# Paint Protection Film



## SnowBlindSE-R (May 3, 2006)

Just wondering if anyone has tried paint protection film from 3M or Llumar. I am thinking about getting some (highways in CT are a killer) Any feedback would be great.

Patrick


----------



## WATSON1 (Jul 9, 2005)

Nope, but this is pretty cool. 
Self Repairing Clearcoat, by Nissan


----------



## PaintProtector (Sep 10, 2008)

*Paint Protection*

Patrick,
Paint protection film is definately the way to go if you want to save the front of your ride from the chips and dings that you get driving in New England.
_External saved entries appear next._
PR #6577, opened 2020-04-14
Improve hosttype detection for special case

asgdf:
Hostfiltering the whole range might cause casualties, but based on experience I am almost 100% sure that these (rather small) ranges specifically are not residential connections.
This is kinda bypassing the datacenters list so I'm open to better implementation ideas


Zarel:
I don't have ideas, either, sadly. :(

There are many films and kits available online, but there are 2 main disadvantages. 1. Online kits don't always send you the film they advertise.
2. There is a fair amount of skill involved in installing them on anything that isn't totally flat or has only a slight curve.
I suggest that you look at either 3m Schotchguard film or even better Venture Tape film (also owned by 3m and 3x stronger). Find a certified installer that will guarantee the install (5 years for 3m and lifetime for Venture), it is worth the extra cost to have a reputable installer do the job. I have seen some real hack jobs even from professionals!
Paul 
Protection Plus, E.Longmeadow MA


----------